Dataset

PR #151, opened 2026-04-13
feat(hub): add native discord notification channel

meatballs:
## Problem

`pkg/hub/channels_slack.go` validates webhook URLs very loosely — any `https://` URL that the hub can POST to is accepted — because Discord-using operators route notifications through Discord's Slack-compat endpoint by appending `/slack` to the webhook URL. That accommodation makes Slack validation meaningfully weaker than it should be: an operator who typos a URL, pastes an unrelated webhook, or is targeted by a config-injection attack has no safety net from the channel factory.

## Solution

Add a dedicated `discord` notification channel type that speaks the native Discord webhook format (rich embeds, colour-coded severity, `allowed_mentions`-controlled role mentions) and strictly validates its webhook URLs against the four allowed Discord hostnames (`discord.com`, `discordapp.com`, `ptb.discord.com`, `canary.discord.com`), explicitly rejecting `/slack` suffixes.

With a first-class Discord channel available, the Slack channel can eventually have its URL validation tightened back to `hooks.slack.com` only (out of scope for this PR — happy to file as a follow-up).

### Features

- **Native webhook format**: embeds with title, description, colour, and RFC 3339 timestamp — no Slack-compat shim
- **Colour mapping**: `state-change → blue`, `input-needed → yellow`, `instruction → grey`, and `Urgent: true → red` (overrides the type colour)
- **Strict URL validation**: rejects non-Discord hosts and explicitly rejects `/slack`-suffixed URLs with a descriptive error, so the operator intent is clear
- **Embed-length truncation**: honours Discord's 2048-char description cap and 6000-char total limit, rune-safe, with a trailing ellipsis marker
- **Safe mentions**: `allowed_mentions.parse: []` is always set, so literal `@everyone`/`@here` in message bodies never trigger mass pings; role/user IDs are opt-in via an explicit `mention_on_urgent` param in Discord's `<@&ROLE>` / `<@USER>` syntax
- **Filters**: inherits the registry's `filter_types` and `filter_urgent_only` support — no channel-specific logic

### Example config

```yaml
notification_channels:
  - type: discord
    params:
      webhook_url: https://discord.com/api/webhooks/123/abc
      mention_on_urgent: "<@&987654321>"  # optional role ping on Urgent: true
      username: "scion"                   # optional webhook username override
      avatar_url: "https://example.com/scion.png"  # optional avatar
```

## Production evidence

Running on `scion.tanti.org.uk` (our deployed hub) since **2026-04-13**. Live-verified against a real Discord channel:

- State-change notifications render as blue embeds
- Input-needed notifications (via an `AskUserQuestion` trigger inside the Claude Code harness) render as yellow embeds
- Urgent-red path covered by unit tests (`TestDiscordChannel_Formatting`)
- `@everyone` / `@here` literal strings in message bodies do NOT trigger mass pings — `allowed_mentions.parse: []` holding as designed

## Scope

**In scope**
- `pkg/hub/channels_discord.go`: `DiscordChannel` type, `formatDiscordPayload` builder, URL validator, colour mapper, truncation helper
- `pkg/hub/channels.go`: `"discord"` case in `newChannelFromConfig`
- `pkg/hub/channels_test.go`: `TestDiscordChannel_*` suite
- `docs-site/src/content/docs/reference/server-config.md`: user-facing reference docs for all notification channel types, with the Discord subsection as the primary addition and a migration note for operators currently using the `/slack`-suffix hack

**Out of scope** (happy to file as follow-ups if wanted)
- A Discord bot gateway for receiving replies — this PR is outbound-only
- Slash commands or interactive components
- Tightening Slack URL validation back to `hooks.slack.com` — will break existing `/slack`-routed Discord setups until they migrate, so should land in a separate PR with a deprecation cycle
- A notification-channel filter that skips non-enum message types (a related finding from the production rollout — filed separately)

## Testing

All tests run under `make ci` / `go test ./...`:

- URL validation: all four Discord hosts accepted, `/slack`-suffixed URLs rejected, non-Discord hosts rejected
- Payload shape: embed title, description, colour, timestamp, `allowed_mentions` lockdown
- Colour mapping per message type (blue/yellow/grey) + urgent override (red)
- Truncation at 2048 chars per description with ellipsis marker, rune-safe
- Urgent role mention renders via `allowed_mentions.roles` and never triggers `@everyone`/`@here`
- Registry wiring: `newChannelFromConfig("discord", …)` returns `*DiscordChannel`

### DIFF
--- a/docs-site/src/content/docs/reference/server-config.md
+++ b/docs-site/src/content/docs/reference/server-config.md
@@ -179,3 +179,161 @@ When `server.hub.public_url` is not explicitly set, the Hub endpoint injected in
 4. Auto-computed `http://localhost:{port}` (last resort).
 
 For local development where the Hub runs on `localhost` but agents are in containers, set `server.broker.container_hub_endpoint` to a container-accessible address like `http://host.containers.internal:8080`.
+
+## Notification channels
+
+Notification channels deliver agent messages to external systems. Configure them
+under `server.hub.notification_channels` as a list of channel objects. Each object
+has a `type`, a `params` map, and optional filters.
+
+```yaml
+server:
+  hub:
+    notification_channels:
+      - type: <channel-type>
+        params:
+          # channel-specific key/value pairs
+        filter_urgent_only: false   # if true, only deliver urgent messages
+        filter_types:               # if set, only deliver these message types
+          - input-needed
+          - state-change
+```
+
+### Slack channel
+
+Delivers notifications via a Slack incoming webhook using Slack's `text` payload
+format.
+
+**Type:** `slack`
+
+**Parameters:**
+
+| Param              | Required | Description |
+|--------------------|----------|-------------|
+| `webhook_url`      | yes      | Slack incoming webhook URL (must use `https://`). |
+| `channel`          | no       | Override the webhook's default channel. |
+| `mention_on_urgent`| no       | Mention string added when `msg.Urgent == true` (e.g. `@here`, `@channel`). |
+
+**Example:**
+
+```yaml
+notification_channels:
+  - type: slack
+    params:
+      webhook_url: https://hooks.slack.com/services/T00000000/B00000000/XXXXXXXX
+      mention_on_urgent: "@here"
+```
+
+### Webhook channel
+
+Delivers notifications as a raw HTTP POST to an arbitrary URL. Use this when you
+need the full structured payload without truncation or when integrating with a
+custom receiver.
+
+**Type:** `webhook`
+
+**Parameters:**
+
+| Param         | Required | Description |
+|---------------|----------|-------------|
+| `webhook_url` | yes      | Destination URL (must use `https://`). |
+
+**Example:**
+
+```yaml
+notification_channels:
+  - type: webhook
+    params:
+      webhook_url: https://example.com/scion-notifications
+```
+
+### Email channel
+
+Delivers notifications by email.
+
+**Type:** `email`
+
+**Parameters:**
+
+| Param    | Required | Description |
+|----------|----------|-------------|
+| `to`     | yes      | Recipient email address. |
+| `from`   | no       | Sender address override. |
+| `smtp`   | no       | SMTP server host:port. |
+
+**Example:**
+
+```yaml
+notification_channels:
+  - type: email
+    params:
+      to: oncall@example.com
+```
+
+### Discord channel
+
+Delivers notifications via a Discord incoming webhook using Discord's native
+webhook format (rich embeds, colour-coded severity, allowed-mentions-controlled
+role/user pings). Unlike the Slack channel, the Discord channel targets the
+Discord-native endpoint — the `/slack`-compatibility suffix is explicitly
+rejected because it dilutes what each channel type means and silently hides
+the user's real intent.
+
+**Type:** `discord`
+
+**Parameters:**
+
+| Param               | Required | Description |
+|---------------------|----------|-------------|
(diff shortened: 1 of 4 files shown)


ptone:
Thanks for this - some of the message broker stuff is pretty new I want to give this a good look. Have you seen the pattern established in https://github.com/GoogleCloudPlatform/scion/tree/main/extras/scion-chat-app - should it go under that extra?

ptone:
see also: https://github.com/GoogleCloudPlatform/scion/blob/main/.design/slack-chat.md

meatballs:
Thanks for the pointers. I looked at both `extras/scion-chat-app` and `.design/slack-chat.md` carefully before replying, because I want to make sure I'm not missing the intended direction.

I think this PR sits at a different layer than the chat app, and I'd like to make the case for keeping it where it is.

**What this PR actually is.** It is a notification *sink*, a sibling to `channels_slack.go`, `channels_email.go`, and `channels_webhook.go`. One-way, fire-and-forget HTTP delivery triggered by the hub's existing notification registry. Around 600 lines, no new dependencies, no inbound events, no commands, no identity, no state. The Discord analogue of `channels_slack.go`, not of `internal/googlechat/`.

**What `extras/scion-chat-app` is.** A bidirectional chat integration: slash commands, `Card`/`Dialog`/`Widget` rendering, identity mapping, per-user subscriptions, SQLite state, and, critically, delivery to the hub over the broker plugin RPC rather than the notification registry. A Discord adapter built to the `chatapp.Messenger` interface would need Interactions-endpoint signature verification, slash command registration, component interactions, an App Home equivalent, and identity linking. That is a multi-phase project on the scale of the Slack adapter in `.design/slack-chat.md`, not a notification channel.

**Deployment footprint is the sticking point.** The chat app assumes a GCP-backed deployment: a GCP project with the Chat API and Secret Manager enabled, a service account, the hub's user-signing key stored in Secret Manager (the chat app mints impersonation tokens from it), Workspace Add-on registration in the Cloud Console, and Cloud Run or a GCE VM with an attached service account. A starter-hub deployment on a plain VM has none of that. Provisioning a GCP footprint purely as scaffolding for Discord alerts would be a significant increase in operator burden, and I suspect most self-hosted starter-hub users would rather paste a webhook URL into `settings.yaml` and be done.

**The security motivation does not transfer.** The reason I wrote this was that `channels_slack.go` currently accepts any `https://` URL, because Discord operators route through Discord's `/slack` compatibility endpoint. That makes Slack validation meaningfully weaker than it should be. A first-class Discord notification channel lets Slack go back to `hooks.slack.com`-only validation (happy to file as a follow-up). Moving Discord into `extras/scion-chat-app` would not address that, because the Slack channel's lax validation would still have no replacement for Discord-webhook users who do not want to run the full chat app.

**How I would reconcile the two.** If Discord grows a full bidirectional integration later (slash commands, agent control, identity linking), that absolutely belongs in `extras/scion-chat-app` as a third `Messenger` alongside Google Chat and Slack, following the pattern in `slack-chat.md`. This PR does not preclude that; the two can coexist the same way a hypothetical Slack chat adapter would coexist with `channels_slack.go`. One is "hub to room alerts", the other is "room to agents".

Happy to add a note to the PR description, or a comment in `channels_discord.go`, explicitly marking this as the notification-path scope and pointing at `extras/scion-chat-app` as the home for a future bidirectional Discord integration, if that would help future readers find the right layer.

ptone:
thank you for taking the time to respond in detail with a sound POV. 

I'm fine to add this as a fire-and-forget option.  just know that the channels_slack.go, channels_email.go were completely unused to date, and in general that pattern should be something moved to the message broker pattern.  I'm OK to land this for now - especially if it is something you are actually using.

a full bidi discord app is absolutely on the TODO list here. and in general I think messaging generally may get some re-factoring. Ideally this framework uses extensibility to support N integrations, rather than accumulate too much integration specific bloat for each and every integration.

Task to carry out
Up to and including the line with "Add a dedicated", please return the records exactly, beginning from their first line.

Solution
PR #151, opened 2026-04-13
feat(hub): add native discord notification channel

meatballs:
## Problem

`pkg/hub/channels_slack.go` validates webhook URLs very loosely — any `https://` URL that the hub can POST to is accepted — because Discord-using operators route notifications through Discord's Slack-compat endpoint by appending `/slack` to the webhook URL. That accommodation makes Slack validation meaningfully weaker than it should be: an operator who typos a URL, pastes an unrelated webhook, or is targeted by a config-injection attack has no safety net from the channel factory.

## Solution

Add a dedicated `discord` notification channel type that speaks the native Discord webhook format (rich embeds, colour-coded severity, `allowed_mentions`-controlled role mentions) and strictly validates its webhook URLs against the four allowed Discord hostnames (`discord.com`, `discordapp.com`, `ptb.discord.com`, `canary.discord.com`), explicitly rejecting `/slack` suffixes.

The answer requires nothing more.